What is required
Copy out every line from the records that includes "proposals".
[Start of Attachment]
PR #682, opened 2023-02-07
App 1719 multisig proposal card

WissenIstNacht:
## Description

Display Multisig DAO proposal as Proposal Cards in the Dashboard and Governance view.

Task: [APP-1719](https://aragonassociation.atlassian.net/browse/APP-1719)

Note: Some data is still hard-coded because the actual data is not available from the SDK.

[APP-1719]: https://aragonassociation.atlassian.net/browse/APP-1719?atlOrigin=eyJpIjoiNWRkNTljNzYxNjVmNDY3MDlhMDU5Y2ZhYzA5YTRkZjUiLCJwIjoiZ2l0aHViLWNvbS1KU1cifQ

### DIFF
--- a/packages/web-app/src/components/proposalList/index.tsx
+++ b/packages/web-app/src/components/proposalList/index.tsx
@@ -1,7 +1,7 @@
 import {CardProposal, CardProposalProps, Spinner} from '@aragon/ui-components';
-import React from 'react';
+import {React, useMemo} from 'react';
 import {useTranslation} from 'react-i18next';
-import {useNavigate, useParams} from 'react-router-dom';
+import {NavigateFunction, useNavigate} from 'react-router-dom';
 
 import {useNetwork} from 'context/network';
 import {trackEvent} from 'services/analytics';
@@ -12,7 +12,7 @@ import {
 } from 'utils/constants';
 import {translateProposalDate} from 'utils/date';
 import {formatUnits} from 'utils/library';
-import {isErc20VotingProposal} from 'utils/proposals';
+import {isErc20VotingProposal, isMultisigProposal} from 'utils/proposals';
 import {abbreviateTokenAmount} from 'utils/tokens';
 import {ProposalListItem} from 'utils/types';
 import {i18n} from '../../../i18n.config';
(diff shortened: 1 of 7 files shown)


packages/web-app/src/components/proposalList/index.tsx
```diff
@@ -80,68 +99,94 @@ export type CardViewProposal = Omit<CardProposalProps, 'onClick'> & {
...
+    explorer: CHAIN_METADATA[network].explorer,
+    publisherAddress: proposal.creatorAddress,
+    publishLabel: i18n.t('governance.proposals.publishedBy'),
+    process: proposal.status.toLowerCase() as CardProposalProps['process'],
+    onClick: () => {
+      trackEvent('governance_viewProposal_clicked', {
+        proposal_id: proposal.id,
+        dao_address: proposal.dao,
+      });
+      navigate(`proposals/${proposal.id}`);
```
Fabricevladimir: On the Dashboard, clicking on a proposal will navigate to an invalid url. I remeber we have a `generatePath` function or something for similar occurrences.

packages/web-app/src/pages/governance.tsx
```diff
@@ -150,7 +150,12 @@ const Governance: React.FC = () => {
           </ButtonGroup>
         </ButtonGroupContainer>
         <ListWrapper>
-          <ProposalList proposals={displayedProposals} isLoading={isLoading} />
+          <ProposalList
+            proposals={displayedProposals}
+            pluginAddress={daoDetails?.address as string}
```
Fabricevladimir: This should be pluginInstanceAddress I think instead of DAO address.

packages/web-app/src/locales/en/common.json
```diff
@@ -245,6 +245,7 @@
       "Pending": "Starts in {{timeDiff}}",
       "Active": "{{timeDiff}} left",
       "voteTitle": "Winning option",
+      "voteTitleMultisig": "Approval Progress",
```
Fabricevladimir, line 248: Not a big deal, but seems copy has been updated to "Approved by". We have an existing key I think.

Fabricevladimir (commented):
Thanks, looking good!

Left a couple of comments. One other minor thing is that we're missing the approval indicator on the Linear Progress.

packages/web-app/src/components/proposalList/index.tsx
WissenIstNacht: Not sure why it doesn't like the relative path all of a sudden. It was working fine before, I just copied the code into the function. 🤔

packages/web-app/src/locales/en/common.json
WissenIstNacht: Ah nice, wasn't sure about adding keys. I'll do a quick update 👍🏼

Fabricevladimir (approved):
[End of Attachment]
[Start of Attachment]
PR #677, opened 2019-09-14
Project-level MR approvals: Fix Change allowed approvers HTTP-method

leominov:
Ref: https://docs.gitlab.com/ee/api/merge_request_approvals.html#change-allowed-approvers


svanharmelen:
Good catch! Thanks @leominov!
[End of Attachment]
Exercise output
-import {isErc20VotingProposal} from 'utils/proposals';
+import {isErc20VotingProposal, isMultisigProposal} from 'utils/proposals';
+    publishLabel: i18n.t('governance.proposals.publishedBy'),
+      navigate(`proposals/${proposal.id}`);
-          <ProposalList proposals={displayedProposals} isLoading={isLoading} />
+            proposals={displayedProposals}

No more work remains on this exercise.